Dataset records:
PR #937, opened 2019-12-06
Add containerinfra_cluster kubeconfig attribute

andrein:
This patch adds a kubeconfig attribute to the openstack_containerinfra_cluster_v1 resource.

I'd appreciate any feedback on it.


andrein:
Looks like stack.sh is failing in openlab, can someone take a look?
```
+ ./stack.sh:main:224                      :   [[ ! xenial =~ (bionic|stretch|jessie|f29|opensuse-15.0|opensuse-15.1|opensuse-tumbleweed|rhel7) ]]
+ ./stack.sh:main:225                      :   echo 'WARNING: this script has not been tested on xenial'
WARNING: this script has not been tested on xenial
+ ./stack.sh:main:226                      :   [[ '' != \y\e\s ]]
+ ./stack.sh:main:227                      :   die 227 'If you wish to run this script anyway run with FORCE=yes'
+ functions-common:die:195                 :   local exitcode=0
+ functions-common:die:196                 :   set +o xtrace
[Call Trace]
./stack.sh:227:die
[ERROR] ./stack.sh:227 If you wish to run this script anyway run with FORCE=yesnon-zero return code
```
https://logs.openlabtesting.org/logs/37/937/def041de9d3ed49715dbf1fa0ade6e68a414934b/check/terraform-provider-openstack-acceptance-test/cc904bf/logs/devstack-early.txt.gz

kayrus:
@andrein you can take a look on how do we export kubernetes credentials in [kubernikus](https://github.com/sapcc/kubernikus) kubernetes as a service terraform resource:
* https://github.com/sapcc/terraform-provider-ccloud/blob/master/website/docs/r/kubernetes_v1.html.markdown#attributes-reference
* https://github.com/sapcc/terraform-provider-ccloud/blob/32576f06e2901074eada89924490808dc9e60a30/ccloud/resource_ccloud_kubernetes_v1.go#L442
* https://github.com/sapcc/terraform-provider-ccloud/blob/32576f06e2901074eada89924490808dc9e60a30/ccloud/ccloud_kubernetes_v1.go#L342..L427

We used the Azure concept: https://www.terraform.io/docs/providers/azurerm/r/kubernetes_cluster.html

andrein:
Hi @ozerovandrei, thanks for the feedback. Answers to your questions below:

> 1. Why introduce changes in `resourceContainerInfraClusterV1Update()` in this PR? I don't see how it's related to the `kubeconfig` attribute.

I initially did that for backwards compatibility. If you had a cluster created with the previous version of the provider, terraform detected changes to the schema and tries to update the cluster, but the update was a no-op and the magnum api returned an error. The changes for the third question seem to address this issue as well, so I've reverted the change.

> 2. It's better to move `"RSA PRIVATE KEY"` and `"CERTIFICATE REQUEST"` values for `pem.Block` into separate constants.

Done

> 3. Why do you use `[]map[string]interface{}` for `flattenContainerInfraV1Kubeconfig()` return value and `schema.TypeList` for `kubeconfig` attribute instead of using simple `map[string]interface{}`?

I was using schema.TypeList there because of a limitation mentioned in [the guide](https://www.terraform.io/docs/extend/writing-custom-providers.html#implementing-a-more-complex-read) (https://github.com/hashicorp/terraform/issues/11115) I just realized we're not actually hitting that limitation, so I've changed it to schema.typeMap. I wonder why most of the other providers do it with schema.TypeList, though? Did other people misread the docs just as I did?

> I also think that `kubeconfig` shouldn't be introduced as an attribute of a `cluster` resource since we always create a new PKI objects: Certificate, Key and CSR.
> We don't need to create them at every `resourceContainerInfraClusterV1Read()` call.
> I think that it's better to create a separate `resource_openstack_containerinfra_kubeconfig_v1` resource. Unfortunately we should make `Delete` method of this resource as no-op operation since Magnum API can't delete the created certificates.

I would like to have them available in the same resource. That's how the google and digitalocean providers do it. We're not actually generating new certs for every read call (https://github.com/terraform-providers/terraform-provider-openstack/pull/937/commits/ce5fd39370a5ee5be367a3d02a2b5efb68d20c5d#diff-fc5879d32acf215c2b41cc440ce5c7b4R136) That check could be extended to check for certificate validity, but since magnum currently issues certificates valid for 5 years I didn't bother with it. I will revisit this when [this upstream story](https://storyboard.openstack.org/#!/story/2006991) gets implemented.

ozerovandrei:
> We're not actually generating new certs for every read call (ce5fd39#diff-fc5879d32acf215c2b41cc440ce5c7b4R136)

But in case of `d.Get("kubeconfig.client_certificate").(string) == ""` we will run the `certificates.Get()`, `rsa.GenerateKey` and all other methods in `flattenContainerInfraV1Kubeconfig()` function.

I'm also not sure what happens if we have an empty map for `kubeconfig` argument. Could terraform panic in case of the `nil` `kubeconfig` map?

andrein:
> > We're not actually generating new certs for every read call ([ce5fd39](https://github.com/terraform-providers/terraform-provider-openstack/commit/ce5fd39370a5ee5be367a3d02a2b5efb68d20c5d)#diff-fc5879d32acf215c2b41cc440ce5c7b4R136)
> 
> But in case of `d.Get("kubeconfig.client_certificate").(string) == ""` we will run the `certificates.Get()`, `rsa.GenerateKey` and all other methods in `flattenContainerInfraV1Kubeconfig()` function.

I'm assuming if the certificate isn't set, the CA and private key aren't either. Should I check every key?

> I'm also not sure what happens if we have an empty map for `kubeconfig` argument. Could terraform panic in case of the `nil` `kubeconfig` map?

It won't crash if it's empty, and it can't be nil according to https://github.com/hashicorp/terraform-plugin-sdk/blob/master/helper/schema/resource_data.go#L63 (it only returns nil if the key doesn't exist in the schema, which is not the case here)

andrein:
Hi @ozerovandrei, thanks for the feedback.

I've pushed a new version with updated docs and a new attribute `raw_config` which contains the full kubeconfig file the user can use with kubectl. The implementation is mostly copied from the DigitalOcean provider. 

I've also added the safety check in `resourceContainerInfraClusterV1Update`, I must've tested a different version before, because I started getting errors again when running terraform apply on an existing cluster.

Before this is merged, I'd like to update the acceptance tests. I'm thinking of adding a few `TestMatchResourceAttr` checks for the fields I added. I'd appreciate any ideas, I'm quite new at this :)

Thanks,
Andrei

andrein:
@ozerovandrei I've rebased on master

--

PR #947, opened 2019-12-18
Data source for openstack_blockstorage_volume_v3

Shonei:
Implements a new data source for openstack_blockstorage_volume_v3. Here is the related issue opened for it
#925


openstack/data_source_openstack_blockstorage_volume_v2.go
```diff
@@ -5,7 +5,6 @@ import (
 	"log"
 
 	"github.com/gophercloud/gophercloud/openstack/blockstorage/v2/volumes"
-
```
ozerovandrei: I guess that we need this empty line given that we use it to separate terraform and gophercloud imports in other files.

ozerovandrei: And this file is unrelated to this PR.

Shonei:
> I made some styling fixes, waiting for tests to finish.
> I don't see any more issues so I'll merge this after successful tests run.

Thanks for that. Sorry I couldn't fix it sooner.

==

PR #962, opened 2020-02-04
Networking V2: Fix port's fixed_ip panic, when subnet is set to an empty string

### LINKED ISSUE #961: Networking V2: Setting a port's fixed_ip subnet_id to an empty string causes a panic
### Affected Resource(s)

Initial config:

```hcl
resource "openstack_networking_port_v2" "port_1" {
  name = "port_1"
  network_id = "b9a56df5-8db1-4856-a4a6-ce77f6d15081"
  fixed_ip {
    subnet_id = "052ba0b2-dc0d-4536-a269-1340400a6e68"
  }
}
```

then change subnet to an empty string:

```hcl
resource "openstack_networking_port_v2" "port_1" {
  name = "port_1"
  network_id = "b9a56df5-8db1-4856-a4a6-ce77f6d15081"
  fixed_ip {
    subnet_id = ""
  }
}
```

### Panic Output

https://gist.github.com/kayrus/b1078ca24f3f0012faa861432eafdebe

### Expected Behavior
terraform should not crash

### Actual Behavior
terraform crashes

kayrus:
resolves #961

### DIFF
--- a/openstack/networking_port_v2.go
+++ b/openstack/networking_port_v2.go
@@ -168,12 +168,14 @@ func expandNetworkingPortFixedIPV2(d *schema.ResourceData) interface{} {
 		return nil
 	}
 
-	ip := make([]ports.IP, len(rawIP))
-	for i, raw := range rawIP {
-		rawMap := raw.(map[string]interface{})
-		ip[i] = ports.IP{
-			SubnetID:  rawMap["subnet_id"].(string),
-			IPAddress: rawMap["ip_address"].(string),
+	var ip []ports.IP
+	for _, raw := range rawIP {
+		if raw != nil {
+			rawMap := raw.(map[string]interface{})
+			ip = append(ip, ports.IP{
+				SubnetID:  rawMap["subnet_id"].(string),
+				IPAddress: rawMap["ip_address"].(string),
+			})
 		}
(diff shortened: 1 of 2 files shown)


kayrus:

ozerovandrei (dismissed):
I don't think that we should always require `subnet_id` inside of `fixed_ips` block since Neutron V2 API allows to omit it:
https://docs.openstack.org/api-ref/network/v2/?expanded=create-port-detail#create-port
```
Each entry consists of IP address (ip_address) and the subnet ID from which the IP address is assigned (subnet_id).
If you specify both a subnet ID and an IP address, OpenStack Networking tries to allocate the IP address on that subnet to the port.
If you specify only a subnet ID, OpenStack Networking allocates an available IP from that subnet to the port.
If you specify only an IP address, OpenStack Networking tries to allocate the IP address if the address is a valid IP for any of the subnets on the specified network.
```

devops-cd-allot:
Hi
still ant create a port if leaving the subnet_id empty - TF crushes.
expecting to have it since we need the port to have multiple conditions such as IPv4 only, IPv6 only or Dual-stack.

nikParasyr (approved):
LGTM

Problem:
Scan the data above and report each line in which "anyway" is present.

Written answer:
+ ./stack.sh:main:227                      :   die 227 'If you wish to run this script anyway run with FORCE=yes'
[ERROR] ./stack.sh:227 If you wish to run this script anyway run with FORCE=yesnon-zero return code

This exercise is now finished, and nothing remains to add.